Macro brainstorming

As I’m sure you’re all aware, with Scala 3 we have a new macro system that is focused on generating expressions only, as opposed to Scala 2 macros which were able to generate new definitions that changed the state of the program for everything else.

This has resulted in many requests for the addition of features similar to what annotation macros in Scala 2 provided.

I’m hoping that in this thread we can discuss the various uses of Scala 2 macros, and if there are alternatives that Scala 3 can provide us without having to introduce something like macro annotations in Scala 2.

To start with, there’s the generation of monomorphic service accessors for ZIO 2.

The usage of this macro is as follows:

@accessible
trait ServiceA {
  def method(input: Something): UIO[Unit]
}

generates

object ServiceA {
  def method(input: Something) =
    ZIO.serviceWithZIO[ServiceA](_.method(input))
}

In Scala 3, similar functionality can be achieved with programmatic structural types and regular macros:

trait ServiceA derives MonoService:
  def method(input: Something): UIO[Unit]

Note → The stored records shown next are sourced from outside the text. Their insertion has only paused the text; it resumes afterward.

PR #227, opened 2026-08-09
refactor(analytics): split the page into routed insight tabs

StevSant:
Item 4 of the UI restructure. **Stacked on #226** (which is stacked on #224) — both touch `hubs.const.ts`, so they're sequenced rather than parallel.

## Why

The insights hub already rendered a one-item tab bar above this page, so the page did **not** need its own in-page bar — it needed the hub filled in.

More importantly, Market and Skill gap were buried inside a collapsed `<details class="analytics-context">`. The two sections most likely to answer "what should I learn next?" were the hardest to reach. They're now first-class tabs.

## Grouping

| Tab | Contents |
|---|---|
| **Pay** | comp benchmark + the market salary band (moved out of the buried Market block, next to the benchmark it belongs with) |
| **Fit** | search focus + skill gap |
| **Pipeline** | funnel + outcomes by source |
| **Market** | top skills, remote mix, postings per week |
| **Portfolio** | engagement rows |

## What tabs buy here (and what they don't)

The KPI strip stays **above** the tabs so the tiles summarise every section whichever tab is open. That constrains what can be deferred: `comp`, `funnel` and `focus` feed the tiles and must stay eager. Only `market`, `skillGap` and `engagement` actually load with their tab — so this is mostly a UX/navigability win, not a load-time one.

State moves into a route-scoped `AnalyticsStore`. Routed children can't read signals off a parent component, and scoping it to the route rather than `root` preserves the old behavior of discarding data when you leave (no stale figures on a later visit). Every loader is idempotent, so each tab requests what it needs and stays self-sufficient when deep-linked, without refetching.

## One deviation worth calling out

The brief said to **hide** the Portfolio tab when portfolio tracking is unconfigured. I didn't. `HUBS` is a static registry, so hiding it would mean making the nav config depend on fetched data — and a tab bar that grows a tab after an async load is a worse experience than a stable one. The tab always renders and explains itself when tracking is off. Easy to change if you'd rather have it hidden.

## Tests

The old spec's 8 heading-based assertions were tested through the page component; they follow the code into per-tab specs, sharing the existing fixtures via `testing/analytics-fakes.ts`. The shell spec now covers what the shell actually owns — KPI composition, the pay-period toggle, and that `market` is *not* fetched eagerly.

## Verification

**518/518** tests pass, `ng lint` clean, production build succeeds, prettier clean on touched files.


StevSant (commented):
## Code review — #227

**Correct / well handled**
- Route registration is clean: `AnalyticsStore` is provided at the `analytics` route (`app.routes.ts:99-101`), one instance shared by the shell and all five lazy-loaded children, with `{ path: '', redirectTo: 'pay', pathMatch: 'full' }` for the default tab — deep links to each tab resolve correctly.
- Data-fetch split matches the PR description exactly and is verified in tests: `comp`/`funnel`/`focus` are fetched eagerly in `AnalyticsComponent.ngOnInit` (feed the KPI strip), while `market`, `skillGap`, `engagement` are deferred to their own tab's `ngOnInit` via `AnalyticsStore.loadMarket()/loadSkillGap()/loadEngagement()`. Each loader is guarded by a `*Requested` boolean so repeated/idempotent calls from tabs that also need headline data (e.g. `analytics-pay-tab.component.ts:26`, `analytics-fit-tab.component.ts:28`, `analytics-pipeline-tab.component.ts` calling `loadHeadline()` again) never duplicate requests — this is explicitly asserted in `analytics.component.spec.ts` ("fetches comp, funnel and focus eagerly... Deferred to the tab that needs it").
- `AnalyticsStore` scoped as a route `providers: []` entry (not `root`) correctly preserves the old behavior of discarding analytics data when the user navigates away, avoiding stale figures on a later visit.
- Old monolithic template/styles are genuinely deleted, not just hidden — `analytics.component.html` dropped from 166 lines of markup to a 3-line shell (header + KPI strip + `<router-outlet>`), and the corresponding scss shrank to just the page/header rules with no orphaned selectors left behind.
- Portfolio tab intentionally always renders per the hub's static tab bar (documented deviation from the brief), and both the configured/empty/unconfigured states are covered by tests (`analytics-portfolio-tab.component.spec.ts`).
- Shared fixtures (`testing/analytics-fakes.ts`) are reused across shell + all 5 tab specs, keeping the split honest instead of re-deriving mocks per file.
- `hubs.const.ts` and `hub-for-url.spec.ts` correctly updated for the 5 new tab paths under `/dashboard/analytics/*`.

- 🟠 `frontend/src/app/pages/analytics/analytics-tab-shared.scss:12-21` — `.analytics-grid` (the 2-column grid container, with its own responsive breakpoint) is dead: it's defined but no template in this PR wraps any sections in that class anymore (confirmed via grep across all analytics HTML). Previously it paired Pay+Focus and Market+Skill-gap side by side. Now Pay tab's two cards (comp benchmark, market salary range) and Fit tab's two cards (focus, skill gap) are direct siblings with no grid ancestor, so they'll stack full-width instead of rendering as two columns. `.analytics-card-wide { grid-column: 1 / -1; }` (line 123) is similarly inert without a grid ancestor — harmless for the wide cards since they already read full-width as plain blocks, but it's dead styling. Worth confirming this stacked layout is the intended visual for Pay/Fit before merge, and removing the now-dead `.analytics-grid`/`grid-column` rules either way.
- 🟡 `frontend/src/app/pages/analytics/analytics-tab-shared.scss:11-19,264` — stale comments left over from the pre-split layout: "Two equal columns (Pay | Focus, Market | Skill gap)" no longer describes anything (Pay and Focus are now separate routes, not two columns of one grid), and the file ends with a dangling comment, `/* Market context demoted into a collapsible footer. */`, referencing the old `<details class="analytics-context">` block that this PR removed — there's no code after it.
- 🟡 `frontend/src/app/pages/analytics/analytics-row-caps.ts` — bundles three unrelated constants (`PERCENT`, `MARKET_ROW_CAP`, `ENGAGEMENT_ROW_CAP`) in one file, which is a deviation from the repo's "one constant per file" convention. Minor since they're tightly related "shared numeric caps for the analytics tabs," but flagging per the stated convention.

**Verified**
- Route config in `app.routes.ts` (child routes, `redirectTo`/`pathMatch: 'full'`, lazy `loadComponent` for shell and all 5 tabs).
- Data-fetch hoisting vs. per-tab deferral, and idempotency of repeated loader calls, both in the store implementation and in the shell/tab specs.
- Full deletion of the old in-page tab bar, `<details>` "Market context" collapsible, and their markup/styles — no leftover HTML, only the two dead-CSS issues above.
- `hubs.const.ts` / `hub-for-url.ts` / `hub-for-url.spec.ts` updated consistently for the new per-tab paths.
- Accessibility: no `role="tab"` misuse introduced by this PR (the hub tab bar itself is out of scope for this diff); the in-tab period toggle keeps its existing `role="group"` + `aria-label`.
- Test coverage: old page's 8 heading-based assertions now live as focused specs per tab (`analytics-pay-tab`, `analytics-fit-tab`, `analytics-pipeline-tab`, `analytics-market-tab`, `analytics-portfolio-tab`), plus a shell spec that specifically asserts KPI composition and that `market` is *not* fetched eagerly.

Review by Claude Code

Service.instance[ServiceA] //produces ServiceBacking { def method(input: Something): ZIO[ServiceA, Nothing, Unit] }

The implementation of MonoService could be something like what’s shown in this repository: GitHub - markehammons/zio-macro-scala3-example

I’m hoping with this thread the community can settle on what are the current weaknesses of macros in Scala 3, what might need added to help things (like facilities for templating), etc.

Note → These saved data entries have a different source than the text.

PR #228, opened 2026-08-09
feat(core): add a shared WAI-ARIA combobox for the growing dropdowns

StevSant:
Item 6 of the UI restructure. **Stacked on #227** (→ #226 → #224).

## Why these three

Exactly three pickers select from lists that grow with the data, and all three were native `<select>`s you had to scan by eye:

| Where | Problem |
|---|---|
| `job-filters` source | grows with every adapter and ATS portal ingested |
| `matching` job picker | **only fetched 25 rows**, because a longer list was unusable |
| `outreach` application picker | up to 100 entries |

The other ~30 `<select>`s stay native on purpose — short static enums (tone, language, work mode, status, sort, provider) where native wins on mobile and with assistive tech.

## The component

`core/components/combobox/`, implementing the ARIA 1.2 editable combobox with list autocomplete:

- substring filter, case-insensitive
- Arrow up/down with wraparound, Home/End, Enter to choose, Escape to cancel back to the current selection
- click-outside to dismiss
- `aria-expanded` / `aria-controls` / `aria-activedescendant` kept in sync; per-instance ids so several can coexist
- an `opened` output so hosts can lazy-load on first open — that's how matching keeps deferring its job fetch

13 specs cover the contract, keyboard model, filtering, and the disabled case.

**One lint suppression, with reasoning.** The a11y rule wants a keyboard handler on the clickable `<li role="option">`. In this pattern options are deliberately *not* focus targets — the input holds DOM focus and points at the active row via `aria-activedescendant`, and Arrow/Enter/Escape are handled there. Adding per-option key handlers would be wrong, so the rule is disabled on that line with the rationale inline. `tabindex="-1"` satisfies the focusable rule legitimately.

## Verification

**531/531** tests pass, `ng lint` clean (including the a11y step), production build succeeds, prettier clean on touched files.

### DIFF
--- a/frontend/src/app/core/components/combobox/combobox-option.model.ts
+++ b/frontend/src/app/core/components/combobox/combobox-option.model.ts
@@ -1,0 +1,5 @@
+/** One choice in a {@link ComboboxComponent}. `label` is what the user types against. */
+export interface ComboboxOption {
+  readonly value: string;
+  readonly label: string;
+}
--- a/frontend/src/app/core/components/combobox/combobox.component.html
+++ b/frontend/src/app/core/components/combobox/combobox.component.html
@@ -1,0 +1,62 @@
+<div class="combobox" [class.open]="open()">
+  <input
+    #input
+    type="text"
+    class="combobox-input"
+    role="combobox"
+    autocomplete="off"
+    [id]="id"
+    [attr.aria-expanded]="open()"
+    [attr.aria-controls]="id + '-listbox'"
+    aria-autocomplete="list"
+    [attr.aria-activedescendant]="activeOptionId()"
+    [attr.aria-label]="ariaLabel() || null"
+    [attr.aria-labelledby]="labelledBy() || null"
+    [attr.placeholder]="placeholder() || null"
+    [disabled]="disabled()"
+    [value]="displayValue()"
+    (input)="onInput($event)"
+    (focus)="onFocus()"
+    (keydown)="onKeydown($event)"
+  />
+
+  <button
+    type="button"
+    class="combobox-toggle"
+    tabindex="-1"
+    [attr.aria-label]="open() ? 'Close options' : 'Open options'"
+    [attr.aria-expanded]="open()"
+    [attr.aria-controls]="id + '-listbox'"
+    [disabled]="disabled()"
+    (click)="onToggle()"
+  >
+    <span aria-hidden="true">▾</span>
+  </button>
+
+  <ul class="combobox-listbox" role="listbox" [id]="id + '-listbox'" [hidden]="!open()">
+    @for (option of filtered(); track option.value; let i = $index) {
+      <!--
+        In the ARIA combobox pattern the input keeps DOM focus and points at the
+        active row via aria-activedescendant, so options are deliberately not
+        keyboard targets — Arrow/Enter/Escape are handled on the input above.
+        The click handler is the mouse affordance for that same behaviour.
+      -->
+      <!-- eslint-disable-next-line @angular-eslint/template/click-events-have-key-events -->
+      <li
+        class="combobox-option"
+        role="option"
+        tabindex="-1"
+        [id]="optionId(i)"
+        [class.active]="i === activeIndex()"
+        [class.selected]="option.value === value()"
+        [attr.aria-selected]="option.value === value()"
+        (mouseenter)="activeIndex.set(i)"
+        (click)="select(option)"
+      >
+        {{ option.label }}
+      </li>
+    } @empty {
+      <li class="combobox-empty" role="presentation">{{ emptyText() }}</li>
+    }
+  </ul>
+</div>
--- a/frontend/src/app/core/components/combobox/combobox.component.html
+++ b/frontend/src/app/core/components/combobox/combobox.component.html
@@ -33,13 +33,30 @@
     <span aria-hidden="true">▾</span>
   </button>
 
-  <ul class="combobox-listbox" role="listbox" [id]="id + '-listbox'" [hidden]="!open()">
+  <!--
+    Pressing the mouse inside the list must not move DOM focus off the input:
+    the option would take focus, then close() hides the listbox, and a focused
+    node that stops being rendered drops focus to <body>. Suppressing the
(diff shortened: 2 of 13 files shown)


StevSant (commented):
## Code review — #228

**Correct / well handled**
- `combobox.component.ts` implements a solid keyboard model: Down/Up open the closed list, wraparound navigation (`move()`), Home/End clamp to the filtered bounds, Enter commits and closes, Escape reverts without emitting, Tab closes without eating the tab. All verified by the specs, not just implied.
- `id`/`aria-controls`/`aria-activedescendant`/listbox id are all derived from a module-level `nextId` counter, so multiple instances on one page (job-filters + matching + outreach, three at once on a hypothetical shared page) get collision-free ids — no hardcoded id bug.
- Click-outside-to-close is done via `document:click` rather than `(blur)`, and the option `<li>` is inside the host element, so the outside-click listener never fires before the option's own `(click)` handler — that avoids the classic "blur closes list before click registers" race for the *outside-click* path.
- Call sites (`job-filters`, `matching`, `outreach`) preserve prior behavior: placeholder text, empty/`manual` default option, and the `matching` page's lazy job-fetch-on-first-open is now driven by the new `opened` output instead of `(focus)`, with the same one-shot guard semantics as before.
- `job-filters.component.spec.ts` was properly migrated to drive the new combobox through its actual DOM (focus to open, click an option), not just asserting on the underlying signal.
- The one lint suppression (`click-events-have-key-events` on the option `<li>`) is inline-commented with correct reasoning: options are intentionally not keyboard targets in this pattern, the input owns keyboard handling via `aria-activedescendant`.

- 🟠 `frontend/src/app/core/components/combobox/combobox.component.html:47-59` and `combobox.component.ts` — `aria-selected` is bound to `option.value === value()` (the last *committed* selection), not to the option currently referenced by `aria-activedescendant` (`activeIndex()`). Per the ARIA APG "Editable Combobox With List Autocomplete" pattern, `aria-selected="true"` should track whichever option is presently active/highlighted during arrow-key navigation — it's set on the option matched by `aria-activedescendant` and cleared as the user moves. As written, a screen-reader user arrowing through the list will never hear "selected" on the option they're currently on (unless it happens to equal the previously chosen value), which breaks the AT feedback loop this pattern exists to provide. Fix: drive `aria-selected` off `i === activeIndex()` (or additionally reflect it there), not off `value()`.
- 🟠 `frontend/src/app/core/components/combobox/combobox.component.html:44-59` — clicking an option can shift DOM focus away from the input before `select()` runs. The `<li role="option" tabindex="-1">` carries a `tabindex` attribute, and elements with any `tabindex` (including `-1`) are click-focusable per the HTML spec — browsers will move focus to the `<li>` on `mousedown`. `select()` then calls `close()`, which sets `open` to `false`, and the listbox gets `[hidden]`. A focused node that becomes not-rendered loses focus back to `<body>` per the HTML spec, so after a *mouse* selection the input can end up not focused at all (unlike keyboard selection, where the input never loses focus). This is the well-known "option steals focus" gotcha the reference ARIA combobox implementations guard against with `event.preventDefault()` in a `mousedown`/`pointerdown` handler on the option. None of `(mousedown)`/`(pointerdown)` here calls `preventDefault()`. Recommend adding `(mousedown)="$event.preventDefault()"` on the `<li>` (or the `<ul>`) to keep DOM focus on the input through a mouse click, matching the keyboard path's focus retention. Not caught by the existing spec because `optionEls(fixture)[0].click()` synthesizes only a `click` event, not the `mousedown` that actually triggers the browser's focus shift, so the test can't observe the regression.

Is this thread here to increase visibility for the issue at hand with current macros even more? :grinning:

I think the proposal for Export Macros is actually almost there already. It seems to solve the glaring hole with the missing possibility to export generated definitions form a macro scope. The facility to generate definitions at all is already included in the current macro features. Making those definitions visible to the “outside world” is the (only?) missing part, and export macros would solve this as I understand.

Also the discussion whether generated code should be purely “virtual” or written to disk seems to be related here. There seem to be divergent opinions on that topic.

I think there are some issues with current macros, but I think that there’s a lot that was done with the old macros that can be done with the current day macros as well.

I feel like macro annotations as they existed in Scala 2 gave too much power, and made boilerplate elimination very easy at severe cost to program legibility. Scala 3 macros as they currently exist still have a cost to program legibility, but it’s significantly reduced thanks to their inability invisibly mutate the global state of the program.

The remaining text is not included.